* Assignment *
Report each line of the material below where the word "class" can be found.

* Records supplied *
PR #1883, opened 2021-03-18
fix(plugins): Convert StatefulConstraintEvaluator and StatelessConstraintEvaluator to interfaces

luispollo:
---
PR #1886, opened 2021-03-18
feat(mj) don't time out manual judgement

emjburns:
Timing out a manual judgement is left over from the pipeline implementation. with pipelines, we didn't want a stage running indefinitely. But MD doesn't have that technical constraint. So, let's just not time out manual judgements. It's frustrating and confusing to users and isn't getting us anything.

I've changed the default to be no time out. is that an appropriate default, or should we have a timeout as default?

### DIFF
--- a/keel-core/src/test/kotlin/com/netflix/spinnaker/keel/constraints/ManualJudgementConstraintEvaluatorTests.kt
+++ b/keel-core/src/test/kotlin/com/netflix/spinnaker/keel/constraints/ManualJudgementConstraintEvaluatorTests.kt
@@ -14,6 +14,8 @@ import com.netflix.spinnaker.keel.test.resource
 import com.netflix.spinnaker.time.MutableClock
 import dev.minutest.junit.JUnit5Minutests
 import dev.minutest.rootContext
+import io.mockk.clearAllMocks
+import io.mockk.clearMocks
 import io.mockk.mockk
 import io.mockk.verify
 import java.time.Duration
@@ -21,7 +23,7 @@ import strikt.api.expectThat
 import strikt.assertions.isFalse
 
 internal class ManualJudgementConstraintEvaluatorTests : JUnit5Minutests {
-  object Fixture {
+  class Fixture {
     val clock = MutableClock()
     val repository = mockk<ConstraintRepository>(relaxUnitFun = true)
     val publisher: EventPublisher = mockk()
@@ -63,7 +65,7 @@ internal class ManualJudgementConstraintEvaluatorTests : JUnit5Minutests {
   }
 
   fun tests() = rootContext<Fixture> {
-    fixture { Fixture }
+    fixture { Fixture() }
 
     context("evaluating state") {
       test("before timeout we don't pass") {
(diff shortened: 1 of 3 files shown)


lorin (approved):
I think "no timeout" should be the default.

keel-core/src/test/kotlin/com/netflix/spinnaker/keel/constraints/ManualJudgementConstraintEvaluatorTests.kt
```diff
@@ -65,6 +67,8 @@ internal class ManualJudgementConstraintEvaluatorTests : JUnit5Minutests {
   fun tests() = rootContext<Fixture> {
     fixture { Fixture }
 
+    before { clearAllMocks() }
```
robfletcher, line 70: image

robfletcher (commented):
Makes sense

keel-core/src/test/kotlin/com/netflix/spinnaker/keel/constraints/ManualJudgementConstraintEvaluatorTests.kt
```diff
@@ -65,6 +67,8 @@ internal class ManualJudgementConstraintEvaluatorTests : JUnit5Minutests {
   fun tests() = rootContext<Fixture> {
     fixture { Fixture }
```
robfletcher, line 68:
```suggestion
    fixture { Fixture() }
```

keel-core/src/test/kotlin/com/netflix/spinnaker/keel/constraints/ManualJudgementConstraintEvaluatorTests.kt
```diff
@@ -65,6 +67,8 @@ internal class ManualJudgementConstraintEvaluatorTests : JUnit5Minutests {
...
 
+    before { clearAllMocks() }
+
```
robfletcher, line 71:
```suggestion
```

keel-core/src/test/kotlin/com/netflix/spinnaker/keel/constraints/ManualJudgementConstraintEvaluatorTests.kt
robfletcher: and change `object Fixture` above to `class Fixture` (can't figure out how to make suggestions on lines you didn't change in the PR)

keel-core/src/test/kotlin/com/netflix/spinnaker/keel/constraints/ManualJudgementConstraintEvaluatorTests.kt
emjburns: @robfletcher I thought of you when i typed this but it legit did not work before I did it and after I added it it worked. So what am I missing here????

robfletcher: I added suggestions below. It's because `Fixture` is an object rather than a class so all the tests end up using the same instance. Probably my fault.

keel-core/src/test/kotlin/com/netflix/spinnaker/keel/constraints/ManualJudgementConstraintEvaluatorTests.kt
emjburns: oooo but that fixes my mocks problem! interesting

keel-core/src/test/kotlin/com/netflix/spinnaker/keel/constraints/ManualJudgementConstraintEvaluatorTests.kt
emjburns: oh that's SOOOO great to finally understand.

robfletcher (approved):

* Finished exercise *
 internal class ManualJudgementConstraintEvaluatorTests : JUnit5Minutests {
+  class Fixture {
@@ -63,7 +65,7 @@ internal class ManualJudgementConstraintEvaluatorTests : JUnit5Minutests {
@@ -65,6 +67,8 @@ internal class ManualJudgementConstraintEvaluatorTests : JUnit5Minutests {
@@ -65,6 +67,8 @@ internal class ManualJudgementConstraintEvaluatorTests : JUnit5Minutests {
@@ -65,6 +67,8 @@ internal class ManualJudgementConstraintEvaluatorTests : JUnit5Minutests {
robfletcher: and change `object Fixture` above to `class Fixture` (can't figure out how to make suggestions on lines you didn't change in the PR)
robfletcher: I added suggestions below. It's because `Fixture` is an object rather than a class so all the tests end up using the same instance. Probably my fault.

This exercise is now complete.